Osborne came over about nine the next morning. I let him in. Hal followed, looking very unhappy. I realized they had been up all night. I poured coffee for them.
"You'd better read this first," Osborne said, and handed me the sheet of computer printout. I unfolded it, got out my glasses, and started to read.
It was in that awful dot-matrix printing. My policy is to throw any such trash into the fireplace, unread, but I made an exception this time.
It was Kluge's will. Some probate court was going to have a lot of fun with it.
He stated again that he didn't exist, so he could have no relatives. He had decided to give all his worldly property to somebody who deserved it.
But who was deserving? Kluge wondered. Well, not Mr. and Mrs. Perkins, four houses down the street. They were child abusers. He cited court records in Buffalo and Miami, and a pending case locally.
Mrs. Radnor and Mrs. Polonski, who lived across the street from each other five houses down, were gossips.
The Andersons' oldest son was a car thief.
Marian Flores cheated on her high school algebra tests.
There was a guy nearby who was diddling the city on a freeway construction project. There was one wife in the neighborhood who made out with door-to-door salesmen, and two having affairs with men other than their husbands. There was a teenage boy who got his girlfriend pregnant, dropped her, and bragged about it to his friends.
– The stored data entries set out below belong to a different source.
PR #293, opened 2020-02-19
fix: remove elm18 module reference

Confidenceman02:
We are using elm 19 exclusively so this PR removes uses of Elm18 compatible modules for the Button component.


Confidenceman02:
Ah! Beat me to it I just realised!!

PR #295, opened 2020-02-19
feat: apply focus lock on modal

Confidenceman02:
# Background 
Elm modal was previously not handling focus. This meant when the modal opened the focus was left somewhere on the main page and not with the content within the modal.

Also, if focus did happen to be within the modal content, a user could essentially tab focus their way out of the open modal.

# Proposed Solution
In order to properly manage focus we create a focus-lock. Essentially this traps focus within the confines of the first and last focusable elements of the modal content.

If focus for example is on the last focusable element and the user "tabs", we reset focus onto the first focusable element. The same applies for focus on the first focusable element i.e. shift tabbing would set focus to the last focusable element.

# Improvements
Currently focus lock works for Confirmation variants only. This is because they are preset modal views that have a defined first and last focusable element. 

The Generic variant of the modal receives a custom view from the consumer so we cannot know the first and last focusable elements. An API will need to be developed to let consumers mark which elements of their custom views are the first and last focusable elements. This can then utilise the focus-lock implementation.

Focus is currently not being returned to the original trigger.

### DIFF
--- a/packages/component-library/draft/Kaizen/Events/Events.elm
+++ b/packages/component-library/draft/Kaizen/Events/Events.elm
@@ -6,7 +6,9 @@ module Kaizen.Events.Events exposing
     , isEnter
     , isEnterAndValueChange
     , isEscape
+    , isShift
     , isSpace
+    , isTab
     , isUpArrow
     , mapAt
     , onBlurAt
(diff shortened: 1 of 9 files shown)


mbylstra:
Would you be able to add a stateful story where you have to click on a button to open the modal first? The current stories open the modal immediately on page load which makes it hard to QA. It's raising the question to me whether the the first element should be focused only if you open the modal via keyboard, and it's hard to tell this without being able to run it - I'm afraid there's too much code for me to be able to tell just by looking at the code.

PR #298, opened 2020-02-21
feat: Uplift Title Block heading to Greycliff

sebpearce:
## Changes

This PR uplifts the heading of the Title Block from Ideal Sans to Greycliff.

It uses styles Heading 1, 2 and 3 for the desktop, tablet and mobile viewport widths respectively:

## Context

The Title Block is currently only used in Murmur, so it can be safely uplifted without causing issues in other repos. It is being uplifted as part of the work Design Systems Team is doing as part of our rollout of the typography uplift in Murmur.

### DIFF
--- a/packages/component-library/draft/Kaizen/TitleBlock/NavigationButton.scss
+++ b/packages/component-library/draft/Kaizen/TitleBlock/NavigationButton.scss
@@ -1,7 +1,7 @@
 @import "~@kaizen/design-tokens/sass/color";
 @import "~@kaizen/deprecated-component-library-helpers/styles/type";
+@import "~@kaizen/deprecated-component-library-helpers/styles/color";
 @import "~@kaizen/component-library/styles/border";
-@import "~@kaizen/component-library/styles/color";
 @import "~@kaizen/component-library/styles/layout";
 @import "~@kaizen/component-library/styles/responsive";
 
--- a/packages/component-library/draft/Kaizen/TitleBlock/NavigationButton.scss
+++ b/packages/component-library/draft/Kaizen/TitleBlock/NavigationButton.scss
@@ -1,9 +1,9 @@
 @import "~@kaizen/design-tokens/sass/color";
+@import "~@kaizen/deprecated-component-library-helpers/styles/type";
 @import "~@kaizen/component-library/styles/border";
 @import "~@kaizen/component-library/styles/color";
 @import "~@kaizen/component-library/styles/layout";
 @import "~@kaizen/component-library/styles/responsive";
-@import "~@kaizen/component-library/styles/type";
 
 .button {
   @include ca-type-ideal-button;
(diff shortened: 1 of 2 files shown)


sebpearce:
[Uplift Title Block with Zen type styles](https://trello.com/c/qtJN6lNL/795-uplift-title-block-with-zen-type-styles)

packages/component-library/draft/Kaizen/TitleBlock/NavigationButton.scss
```diff
@@ -27,6 +27,7 @@
 
   @include ca-media-tablet-and-up {
     color: $kz-color-wisteria-800;
+    padding-top: 17px;
```
sebpearce: This was to nudge the vertically-centred menu buttons into alignment with the new heading, so that they sit on the same baseline (previously they had both been vertically centred, but the new font being bigger caused that to look weird).

mbylstra: I might be nitpicking, but perhaps this should be in rems, in case people update their font size settings - the alignment would go out of whack. Also I'm curious about this value - did you visually align it? Why does only tablet and up need it?

I was always meaning to add a `px-to-rem` helper mixin in Kaizen - basically it's just the px value divided by root font size (which for most or all browsers 16px).

sebpearce: I think this'd be easier to talk about via a Zoom chat where I can show you the visual.

sebpearce: For posterity's sake:

> perhaps this should be in rems, in case people update their font size settings - the alignment would go out of whack.
You might be right, I'll switch it and play around with the font size settings.

> did you visually align it?
Yep. Also ran it past two designers and got the thumbs up.

> Why does only tablet and up need it?
Because only tablet and up shows the buttons at all. The mobile size hides them.

mbylstra: Regarding px/rem, I made this mixin a while back, which is currently in use in one of our private repos:

```
@function px2rem($pixels, $base-font-size: 16) {
  @return ($pixels / $base-font-size) * 1rem;
}
```
The `* 1rem` is due to scss wierdness when units are converted.

mbylstra: I imagine we would generally want to use this (or something like it) whenever we want sizes to scale with text, and only not use it when we explicitly don't (border widths for example)

mbylstra: (The answer to the other two questions are 👍 )

mbylstra: Changing base font sizes rather than simply zooming is a very obscure thing to do, but some people do do it (I remember looking into stats and it was less than 1%). In Firefox:
image

My hazy memory is that the zoom feature (probably needed more horsepower) was introduced into browsers a long time after the "change font size" feature.

PR #301, opened 2020-02-21
feat: Add prevent default on keydown to Button

Confidenceman02:
This adds the ability to prevent default behaviour on keydown when
interacting with the button.

The modifier function takes a list of decoders provided by the consumer.
The successful decoders will prevent default behaviour.

## Example
Say we want to prevent default behaviour when the user presses 'tab' on the button.

```
Button.view (Button.default |> Button.preventKeydownOn [isTabDecoder]) "Button"
```

## Why is this being added now?
The elm Modal component handles focus lock which is important for overall modal accessibility. It internally uses the Button component and needs to be able to prevent the default behaviour of the Tab key in specific situations 

e.g. When the user is focused on the first focusable element and shift/tabs. We prevent the native tab which will place the focus somewhere outside the modal and instead focus the last focusable element thus creating the "lock".

### DIFF
--- a/packages/component-library/components/Button/Button.elm
+++ b/packages/component-library/components/Button/Button.elm
@@ -35,7 +35,7 @@ import Html.Attributes.Aria
 import Html.Events as HtmlEvents
 import Icon.Icon as Icon
 import Icon.SvgAsset exposing (SvgAsset)
-import Json.Decode as Json
+import Json.Decode as Decode
 import Maybe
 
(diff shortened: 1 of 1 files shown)


sebpearce:
Looks good, although I'm curious as to the use case this is intended for where we're preventing default behaviour of keydowns on Buttons (it sounds like it's relevant to accessibility).

PR #302, opened 2020-02-24
feat: Uplift Empty State with Greycliff headings

sebpearce:
image

## Changes
- adds optional Zen headings (using the Greycliff font), controlled by a boolean `useZenStyles` prop that is false by default
- updates all Storybook stories to use this prop by default
- adds an extra Storybook story to demonstrate the legacy version without the prop

## Context
Design Systems Team is uplifting Murmur now, and Perform soon. Murmur uses the Empty State component consistently, but Perform uses a forked version of it _except in one particular case where it uses the Kaizen Empty State_.

Because of this, we want to uplift the Empty State as part of our Murmur work without making the single Empty State instance in Perform look strange. This prop means we can ship the Murmur uplift by using the prop without affecting the instance of it in Perform.

The Perform Empty State can then be uplifted as part of the Perform rollout.

### DIFF
--- a/packages/component-library/draft/Kaizen/EmptyState/EmptyState.tsx
+++ b/packages/component-library/draft/Kaizen/EmptyState/EmptyState.tsx
@@ -34,6 +34,7 @@ export type EmptyStateProps = {
   straightCorners?: boolean
   illustrationType?: IllustrationType
   layoutContext?: LayoutContextType
+  useZenStyles?: boolean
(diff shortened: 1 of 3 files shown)


sebpearce:
[Uplift Empty State component with optional Zen prop](https://trello.com/c/Vmzr7MnL/794-uplift-empty-state-component-with-optional-zen-prop)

There were no fewer than nineteen couples in the immediate area who had not reported income to the IRS, or who padded their deductions.
Kluge's neighbors in back had a dog that barked all night.
Well, I could vouch for the dog. He'd kept me awake often enough. But the rest of it was crazy! For one thing, where did a guy with two hundred gallons of illegal narcotics get the right to judge his neighbors so harshly? I mean, the child abusers were one thing, but was it right to tar a whole family because their son stole cars? And for another... how did he know some of this stuff?